对陆珩露出一个清浅的笑容:
“这里很好,谢谢你费心安排。”
她没有表现出任何排斥,仿佛这只是个再普通不过的住所变更。
这份平静,反而让陆珩和暗自憋闷的厉战都稍稍安定了下来。
于是,一种奇特而微妙的“同居”生活,就此拉开序幕。
厉战理所当然地占据了主卧室,将戚染染和孩子们安置在最舒适的位置。
他依旧包揽了所有照顾孩子的体力活,喂奶、拍嗝、换尿布……做得越来越熟练。
陆珩则住在另一间配备了完善通讯设备、俨然一个小型办公室的卧室。
他依旧忙碌,方舟的事务繁多,但他几乎推掉了所有不必要的应酬,只要没有紧急公务,他一定会准时回到这个“家”。
这天傍晚,顾渊例行前来为戚染染和孩子们做产后回访。
他提着医疗箱走进这间豪华套房时,银丝边眼镜后的目光微微闪烁了一下。
他仔细检查了两个宝宝,微笑着对戚染染说:
“孩子们生长发育指标都非常好,很健康。”
送走顾渊后,套房内又恢复了常态。
??
两月后。
方舟上层举办的酒会,灯火通明,衣香鬓影。
水晶吊灯折射出炫目的光,试图用虚假的繁华掩盖末世的苍凉。
空气中弥漫着酒香、香水味以及一种更深层的、关于权力与资源交换的暗流。
陆珩穿梭于人群中,与各方势力周旋。
他身姿挺拔,穿着合体的深色定制西装。
几个试图与他攀谈、或明或暗推荐自家女儿或女伴的势力代表,都被他四两拨千斤地挡了回去,深邃的眼眸中掠过一丝不易察觉的厌烦。
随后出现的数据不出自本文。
PR #1405, opened 2023-08-17
Make *ring* optional, and demonstrate how alternatives would be integrated

ctz:
This builds on #1401 to make *ring* and webpki dependencies optional. Then there is a demonstration of custom crypto using various crypto crates from the ecosystem.

TODOs:

- [x] we should run `cargo run --example client` in the `connect-tests` job
- [x] ~~this PR seems like a good venue to introduce an optional aws-lc-rs dependency, and arrange to run our tests against it~~
- [x] run `cargo hack --feature-powerset --no-dev-deps build` and `cargo hack --feature-powerset test` to make sure all combinations of features at least compile and pass tests
- [x] seems like the is some utility in making the provider example introduced here more reusable: https://github.com/rustls/rustls-ffi/issues/342#issuecomment-1680959617
  - this will be follow-on work, see discussion on #1440


djc:
I think we should postpone aws-lc-rs until a future PR -- this one is already large enough as it is.

rustls/src/signer.rs
```diff
@@ -0,0 +1,62 @@
+use crate::enums::{SignatureAlgorithm, SignatureScheme};
```
djc, line 1: Should this move into `crypto`?

rustls/src/webpki/verify.rs
```diff
@@ -47,14 +29,15 @@ pub fn verify_server_cert_signed_by_trust_anchor(
     roots: &RootCertStore,
     intermediates: &[Certificate],
     now: SystemTime,
+    supported_algs: &[&dyn webpki::SignatureVerificationAlgorithm],
```
djc, line 32: I think we wanted to avoid having items from the webpki crate in the rustls public API?

rustls/src/webpki/verify.rs
```diff
@@ -464,39 +466,130 @@ impl From<webpki::Error> for CertRevocationListError {
     }
 }
 
-static ECDSA_SHA256: SignatureAlgorithms = &[webpki::ECDSA_P256_SHA256, webpki::ECDSA_P384_SHA256];
-
-static ECDSA_SHA384: SignatureAlgorithms = &[webpki::ECDSA_P256_SHA384, webpki::ECDSA_P384_SHA384];
-
-static ED25519: SignatureAlgorithms = &[webpki::ED25519];
+type SignatureAlgorithms = &'static [&'static dyn webpki::SignatureVerificationAlgorithm];
```
djc, line 469: I don't think we should have this, makes it harder to understand the provenance (for example, how the webpki dependency is leaking into our public API).

rustls/Cargo.toml
```diff
@@ -19,13 +19,14 @@ rustversion = { version = "1.0.6", optional = true }
 log = { version = "0.4.4", optional = true }
 ring = { version = "0.16.20", optional = true }
 subtle = "2.5.0"
-webpki = { package = "rustls-webpki", version = "0.102.0-alpha.0", features = ["alloc", "std"] }
+webpki = { package = "rustls-webpki", version = "0.102.0-alpha.0", features = ["alloc", "std"], default-features = false, optional = true }
```
djc, line 22: Feels like this commit consists of 2-4 separate logical changes.

provider-example/src/aead.rs
```diff
@@ -0,0 +1,158 @@
+use chacha20poly1305::{AeadInPlace, KeyInit, KeySizeUser};
+use rustls::crypto::cipher;
+use rustls::internal::msgs::base::Payload; // FIXME
+use rustls::{ContentType, ProtocolVersion};
+
+pub struct Chacha20Poly1305;
```
djc, line 6: Most of the modules here seem to be in bottom-up ordering.

djc (commented):
Early feedback, hope it's useful.

rustls/src/webpki/verify.rs
ctz: Urgh, gross. I don't see a way of doing that without wrapping and reexporting every single `webpki::SignatureVerificationAlgorithm` value.

ctz: Actually, such a wrapper would need to be constructable outside the crate (to address the webpki-without-ring use case) with a value that is `dyn webpki::SignatureVerificationAlgorithm` which would also count as a webpki type in our public API. I'm not sure this is actually possible, given the goal is to pass through an impl of a trait exported by the webpki crate?

rustls/src/webpki/verify.rs
ctz: removed

provider-example/src/aead.rs
ctz: i think this is uniformly resolved now

ctz:
Quick note for bisecting icount changes:

```shell
$ mkdir ci-bench/commits
$ git rebase -i main --exec 'cd ci-bench && cargo run --release run-all > commits/$(git rev-parse HEAD).csv'
(...)
$ grep handshake_tickets_1.2_rsa_aes_client ci-bench/commits/*.csv
ci-bench/commits/0438e888d1617a32d244eabdf2b8c7232ea469c9.csv:handshake_tickets_1.2_rsa_aes_client,4777225
ci-bench/commits/39ab4ea727a2b7b96cec021c6e8876a2c4695b5d.csv:handshake_tickets_1.2_rsa_aes_client,4774559
ci-bench/commits/4b9efe02185956838fcb8c3bc97324847d07543e.csv:handshake_tickets_1.2_rsa_aes_client,4771167
ci-bench/commits/6d0896cd768220c68eb5f36f640023636da994c8.csv:handshake_tickets_1.2_rsa_aes_client,4769570
ci-bench/commits/9383141f6d44cccfc65a35e4e0080d77873d4a9a.csv:handshake_tickets_1.2_rsa_aes_client,4775916
ci-bench/commits/ff29c8a92082faa99aaee375dde120e169deedf7.csv:handshake_tickets_1.2_rsa_aes_client,4774989
```

Which doesn't point to a specific commit. Hmm!

aochagavia:
There is a high chance the "noteworthy" diffs you are seeing are just noise (it involves only 2 resumed handshakes, which are known to be noisy, and the diffs are close to the noise threshold). I thought I'd managed to solve the noise problem, but it looks like I'll have to tweak things some more.

ctz:
> What doesn't point to a specific commit?

Sorry, I mean the performance regression doesn't seem to be attributable to any one commit in this PR. But now I think that's because I can't see the regression locally.

> There is a very high chance the "noteworthy" diffs you are seeing are just noise

Ah, understood. Is there much that can be done for that?

I saw your comment about HashMap usage which makes sense for servers, but not clients (because they're only talking to one server ever, they would end up with their cache HashMap only ever containing one item, indexed by "localhost"?)

aochagavia:
Hmmm I just checked out the code locally and maybe it's not noise after all. Do you mind if I have a look at this next week?

ctz:
Sure, yes!

aochagavia:
After some more investigation, I discovered the stdio IPC introduces a low amount of noise that affects the resumed handshakes. I'd assume that's the problem here too (I'll be figuring out how to get rid from it, and afterwards compare again between main and this PR).

ctz:
> and `supported_verify_schemes` requires less instructions too

that's very interesting, because on main `supported_verify_schemes` is simpler. on main it is:

```
162     pub fn default_supported_verify_schemes() -> Vec<SignatureScheme> {
163         vec![
164             SignatureScheme::ECDSA_NISTP384_SHA384,
165             SignatureScheme::ECDSA_NISTP256_SHA256,
166             SignatureScheme::ED25519,
167             SignatureScheme::RSA_PSS_SHA512,
168             SignatureScheme::RSA_PSS_SHA384,
169             SignatureScheme::RSA_PSS_SHA256,
170             SignatureScheme::RSA_PKCS1_SHA512,
171             SignatureScheme::RSA_PKCS1_SHA384,
172             SignatureScheme::RSA_PKCS1_SHA256,
173         ]
174     }
```

on this branch it is:

```
520     fn supported_schemes(&self) -> Vec<SignatureScheme> {
521         self.mapping
522             .iter()
523             .map(|item| item.0)
524             .collect()
525     }
```

which _feels_ like it should take more instructions. (there are some indirections, but ones i'm assuming will be inlined away in release mode.)

aochagavia:
Oops, it looks like I didn't look carefully enough at the `+` and `-` signs in the report. `supported_verify_schemes` has in fact 10% _more_ instructions.

ctz:
Aha! That makes a lot more sense!

djc:
Stopped reviewing for a bit to await the `SignatureVerificationAlgorithm` move to pki-types.

ctz:
Ready for re-review now I think.

rustls/src/server/builder.rs
```diff
@@ -5,9 +5,9 @@ use crate::error::Error;
 use crate::server::handy;
 use crate::server::{ResolvesServerCert, ServerConfig};
 use crate::suites::SupportedCipherSuite;
+use crate::verify;
```
djc, line 8: Merge this with the following line?

rustls/src/lib.rs
```diff
@@ -409,7 +409,7 @@ pub use crate::tls12::Tls12CipherSuite;
 pub use crate::tls13::Tls13CipherSuite;
 pub use crate::verify::DigitallySignedStruct;
 pub use crate::versions::{SupportedProtocolVersion, ALL_VERSIONS, DEFAULT_VERSIONS};
-pub use crate::webpki::{RootCertStore, TrustAnchorWithDn};
+pub use crate::webpki::{RootCertStore, TrustAnchorWithDn, WebPkiSupportedAlgorithms};
```
djc, line 418: This looks kinda confusing to me. As far as I can tell, all of these types are independent of crypto providers yet they live within the `webpki` module, and the `WebPkiSupportedAlgorithms` even carries the `WebPki` prefix. How does that make sense?

rustls/src/webpki/verify.rs
```diff
@@ -134,64 +123,73 @@ impl ServerCertVerifier for WebPkiServerVerifier {
...
 impl WebPkiServerVerifier {
     /// Constructs a new `WebPkiServerVerifier`.
     ///
     /// `roots` is the set of trust anchors to trust for issuing server certs.
+    #[cfg(feature = "ring")]
     pub fn new(roots: impl Into<Arc<RootCertStore>>) -> Self {
+        Self::new_with_algorithms(roots, SUPPORTED_SIG_ALGS)
+    }
+
+    /// Constructs a new `WebPkiVerifier`.
```
djc, line 151: Nit: the type is named `WebPkiServerVerifier` now.

rustls/src/lib.rs
```diff
@@ -409,6 +414,7 @@ pub use crate::tls12::Tls12CipherSuite;
 pub use crate::tls13::Tls13CipherSuite;
 pub use crate::verify::DigitallySignedStruct;
 pub use crate::versions::{SupportedProtocolVersion, ALL_VERSIONS, DEFAULT_VERSIONS};
+#[cfg(feature = "webpki")]
```
djc, line 417: It doesn't seem like `RootCertStore` and `TrustAnchorWithDn` depend on webpki?

djc (commented):
Some thoughts.

rustls/src/lib.rs
ctz: `TrustAnchorWithDn` could live outside of `crate::webpki` now, if it would be useful independent of webpki.

`RootCertStore::add` and `RootCertStore::add_parsable_certificates` both depend on `webpki::extract_trust_anchor`, and without those functions it seems like `RootCertStore` is a more directly written `Vec<TrustAnchorWithDn>`?

rustls/src/lib.rs
ctz: I think these are all implementation details of `WebPki{Server,Client}Verifier` and so aren't relevant unless webpki is being used:

- `TrustAnchorWithDn`: needed for `WebPkiClientVerifier` to implement `ClientCertVerifier::client_auth_root_subjects`. This is mainly a polyfill over internal details pki-types/webpki's `TrustAnchor` encoding. I wonder if we should change that to avoid the need for this type?
- `WebPkiSupportedAlgorithms` is an implementation detail for `{Client,Server}CertVerifier::supported_verify_schemes`, but mostly the impedence mismatch between TLS1.2 and pki-types/webpki `SignatureVerificationAlgorithm`. I think that mismatch is OK, and feel the change to TLS1.3 which removes it supports that viewpoint.
- `RootCertStore` is really hiding implementation details of webpki -- that it needs an extra step to deal with a trust anchor available as DER.

djc: See #1459 for some steps to simplify this stuff.

rustls/src/webpki/verify.rs
```diff
@@ -431,42 +436,136 @@ impl From<webpki::Error> for CertRevocationListError {
...
-        _ => Err(PeerMisbehaved::SignedHandshakeWithUnadvertisedSigScheme.into()),
+    /// Return the first item in `mapping` that matches `scheme`.
+    fn convert_scheme(
+        &self,
+        scheme: SignatureScheme,
+    ) -> Result<&[&'static dyn SignatureVerificationAlgorithm], Error> {
+        self.mapping
+            .iter()
+            .filter(|item| item.0 == scheme)
+            .map(|item| item.1)
```
cpu, line 504: This could be combined into one step w/ `filter_map`:
```suggestion
            .filter_map(|item| if item.0 == scheme { Some(item.1) } else { None })
```

rustls/src/x509.rs
```diff
@@ -1,5 +1,6 @@
 // Additional x509/asn1 functions to those provided in webpki/ring.
 
+#[allow(dead_code)] // if webpki is compiled out
```
cpu, line 3: I think rather than indicating this with a comment we could use `cfg_attr` here:

```suggestion
#[cfg_attr(not(feature = "webpki"), allow(dead_code))]
```

rustls/src/x509.rs
```diff
@@ -18,6 +19,7 @@ pub(crate) fn wrap_in_asn1_len(bytes: &mut Vec<u8>) {
 }
 
 /// Prepend stuff to `bytes` to put it in a DER SEQUENCE.
+#[allow(dead_code)]
```
cpu, line 22: ditto RE: `cfg_attr` instead of comment.

provider-example/examples/client.rs
```diff
@@ -0,0 +1,51 @@
+use std::sync::Arc;
+
+use std::io::{stdout, Read, Write};
```
cpu, line 3: nit: remove whitespace between `use std::*` imports.

provider-example/src/aead.rs
```diff
@@ -0,0 +1,158 @@
+use chacha20poly1305::{AeadInPlace, KeyInit, KeySizeUser};
+use rustls::crypto::cipher;
+use rustls::internal::msgs::base::Payload; // FIXME
```
cpu, line 3: What's the `// FIXME` in relation to? Should it be addressed pre-merge?

provider-example/src/hash.rs
```diff
@@ -0,0 +1,42 @@
+use rustls::crypto::hash;
+use sha2::Digest;
+
+pub struct SHA256;
```
cpu, line 4: nit: in `hmac.rs` you're using `Sha256Hmac` and here `SHA256`, maybe match case with the upstream `sha2` crate and prefer camelcase vs uppercase?

provider-example/src/hash.rs
```diff
@@ -0,0 +1,42 @@
...
+    fn algorithm(&self) -> hash::HashAlgorithm {
+        hash::HashAlgorithm::SHA256
+    }
+
+    fn output_len(&self) -> usize {
+        32
+    }
+}
+
+struct SHA256Context(sha2::Sha256);
```
cpu, line 24: ditto: re casing.

rustls/src/crypto/cipher.rs
```diff
@@ -120,7 +120,8 @@ impl Iv {
     }
 
     #[cfg(feature = "tls12")]
-    pub(crate) fn copy(value: &[u8]) -> Self {
+    /// Create a new `Iv` from a byte slice, of precisely `NONCE_LEN` bytes.
```
cpu, line 123: Could this rustdoc comment be a separate commit, or folded into earlier work?

cpu (approved):
I found a few nits but don't have anything substantial to add above what djc has already added. LGTM!

rustls/src/x509.rs
ctz: actually this is no longer needed since djc's other PR

rustls/src/lib.rs
djc: Yup, fair point about the dependency on `webpki::extract_trust_anchor`! I guess one more general question I have is, why are you making webpki optional in the first place? It doesn't seem necessary for making *ring* optional...

provider-example/src/aead.rs
ctz: ah, i forgot about that. have done the requisite refactoring to remove the need for that type to be used outside the crate.

rustls/src/lib.rs
ctz: Mmm, it is in fact completely unnecessary now webpki no longer implies a fundamental dependency on *ring*. Going to drop this commit entirely.

ctz:
nb. since the above reviews the webpki-is-optional commit has been dropped, and there are two net-new refactoring commits to `OpaqueMessage` which would benefit from a look.

rustls/src/msgs/handshake_test.rs
```diff
@@ -1201,6 +1201,6 @@ fn can_decode_server_hello_from_api_devicecheck_apple_com() {
 fn wrapped_dn_encoding() {
     let subject = b"subject";
     let dn = DistinguishedName::in_sequence(&subject[..]);
-    let expected_prefix = vec![ring::io::der::Tag::Sequence as u8, subject.len() as u8];
+    let expected_prefix = vec![0x30u8, subject.len() as u8];
```
djc, line 1204: Ah, sorry for sneaking that in. Still, maybe this should be a `const DER_SEQUENCE` or whatever? IIRC you worked on the no magic constants lint that one time!

rustls/src/webpki/verify.rs
```diff
@@ -408,42 +414,135 @@ impl From<webpki::Error> for CertRevocationListError {
...
+/// how they map to TLS `SignatureScheme`s.
+#[derive(Clone, Copy)]
+#[allow(unreachable_pub)]
+pub struct WebPkiSupportedAlgorithms {
+    /// A list of all supported signature verification algorithms.
+    ///
+    /// Used for verifying certificate chains.
+    ///
+    /// The order of this list is not significant.
+    pub all: &'static [&'static dyn SignatureVerificationAlgorithm],
```
djc, line 427: Okay, but so `SignatureVerificationAlgorithm` is in pki-types now, so why do we need to wrap over this? Sorry to keep harping at this, something keeps nagging at me about this types which feels unidiomatic and I can't quite grasp why it's necessary.

rustls/src/webpki/verify.rs
```diff
@@ -408,42 +414,135 @@ impl From<webpki::Error> for CertRevocationListError {
...
+        write!(f, " }}")
+    }
+}
 
-        SignatureScheme::RSA_PKCS1_SHA256 => Ok(RSA_SHA256),
-        SignatureScheme::RSA_PKCS1_SHA384 => Ok(RSA_SHA384),
-        SignatureScheme::RSA_PKCS1_SHA512 => Ok(RSA_SHA512),
+#[cfg(feature = "ring")]
+#[test]
+fn test_webpkisupportedalgorithms_is_debug() {
```
djc, line 458: IMO tests should go to the bottom of the module, in a `tests` module. I also dislike your pattern of repeating type names without word separators in test names, I think we should use a proper `UpperCamelCase` to `snake_case` conversion here and introduce underscores between words.

rustls/src/webpki/verify.rs
```diff
@@ -408,42 +414,135 @@ impl From<webpki::Error> for CertRevocationListError {
...
+    /// This is one (`SignatureScheme`) to many ([`SignatureVerificationAlgorithm`]) because
+    /// (depending on the protocol version) there is not necessary a 1-to-1 mapping.
+    ///
+    /// For TLS1.2, all `SignatureVerificationAlgorithm`s are tried in sequence.
+    ///
+    /// For TLS1.3, only the first is tried.
+    ///
+    /// The supported schemes in this mapping is communicated to the peer and the order is significant.
+    /// The first mapping is our highest preference.
+    pub mapping: &'static [(
```
djc, line 440: Why don't we want to this to just be a top-level `static`?

rustls/src/msgs/message.rs
```diff
@@ -93,6 +93,21 @@ impl OpaqueMessage {
...
+    pub fn payload(&self) -> &[u8] {
+        &self.payload.0
+    }
+
+    /// Access the message payload as a mutable `Vec<u8>`.
+    ///
+    /// This is useful for decrypting a message in-place.  After the message
+    /// is decrypted, call [`OpaqueMessage::into_plain_message()`] or
+    /// [`OpaqueMessage::into_tls13_unpadded_message()`] (depending on the
+    /// protocol version).
```
djc, line 106: The context about `into_plain_message()` etc feels out of place here, since this is a fairly straightforward getter...

rustls/src/crypto/cipher.rs
djc, line 123: Nit: docstring before attributes?

provider-example/src/lib.rs
```diff
@@ -0,0 +1,65 @@
...
+        ],
+        hmac_provider: &hmac::Sha256Hmac,
+        aead_alg: &aead::Chacha20Poly1305,
+    });
+
+mod aead;
+mod hash;
+mod hmac;
+mod kx;
+mod verify;
```
djc, line 65: Maybe counter-intuitively from my other style considerations, I usually put module declarations early in the module, between imports and other items.

cpu (approved):
> nb. since the above reviews the webpki-is-optional commit has been dropped, and there are two net-new refactoring commits to OpaqueMessage which would benefit from a look.

New changes look good to me :+1:

rustls/src/webpki/verify.rs
ctz: not quite sure what you mean. it needs to be configurable rather than static so the `WebPkiServerVerifier` (etc.) can be reused without ring. there's a separate constructor of this type in https://github.com/rustls/rustls/pull/1405/commits/ba26a6d7c5037fb30362640ed33b43cdff5ace22#diff-8749c6ccb1619fb20bb8abc0a3651cc58eaf05ff79a0c395c7b9ef76047cea05R11-R17 backed by https://crates.io/crates/rsa if that makes the goal any clearer?

djc: Okay, so this is really a way for the crypto provider to provide it's signature verification algorithms, and a mapping from `SignatureScheme` to them? And you used the `WebPki` prefix since this is specifically used for the webpki-backed verifiers?

djc: I don't know, it feels more like a crypto provider concern that happens to be used by the verifiers, not all that webpki-specific.

rustls/src/msgs/message.rs
ctz: moved up into the main docs for this type

rustls/src/webpki/verify.rs
djc: I think I'm convinced that this a decent design. Should we be worried about the link-time inclusion of all signature verification algorithms by default?

djc (approved):

tarcieri:
FYI, the @RustCrypto project is going to try to put together a provider based on the example.

You can follow along at https://github.com/RustCrypto/rustls-rustcrypto (currently an empty repo)

djc:
@tarcieri maybe collaborate with @stevefan1999-personal, they started on https://github.com/stevefan1999-personal/rustls-provider-rustcrypto already?

rustls/src/webpki/verify.rs
ctz: I think that is the status quo. Though I guess this does now give people the opportunity to avoid that if desired.

tarcieri:
Wasn't aware @stevefan1999-personal already started on one but I think it would make sense for this provider to live under the @RustCrypto organization

stevefan1999-personal:
@tarcieri Yep. This should be a community collaboration effort. And not only RustCrypto, we also have https://github.com/franziskuskiefer/evercrypt-rust/ too, which is a formally verified TLS library from F*, but ported to Rust.

tarcieri:
@stevefan1999-personal would you want to upstream your current work to our repo? We can give you code review in the process.

stevefan1999-personal:
> @stevefan1999-personal would you want to upstream your current work to our repo? We can give you code review in the process.

Sure thing! The server example should be good for review, but I will need to make some adjustment first.

PR #3177, opened 2026-07-27
rustls-post-quantum: drop unused webpki dependency, prepare 0.3.0-dev.2

cpu:
Nothing in the crate's sources, examples, or benches directly ref's webpki at this point.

角落里,精心打扮过的梁蕊,穿着一身凸显身材的亮片长裙,目光紧紧黏在陆珩身上。
她看着那些碰壁的女人,心中冷笑,同时也更加焦灼。
她知道常规手段无法接近这个男人,一个大胆而危险的念头在她心中滋生、疯长。
她利用身边那位脑满肠肠的金主王总与酒会侍应生领班的些许“交情”,
以及自己藏在指甲缝里的一点“珍藏品”,成功地调换了一杯即将送往陆珩那边的酒。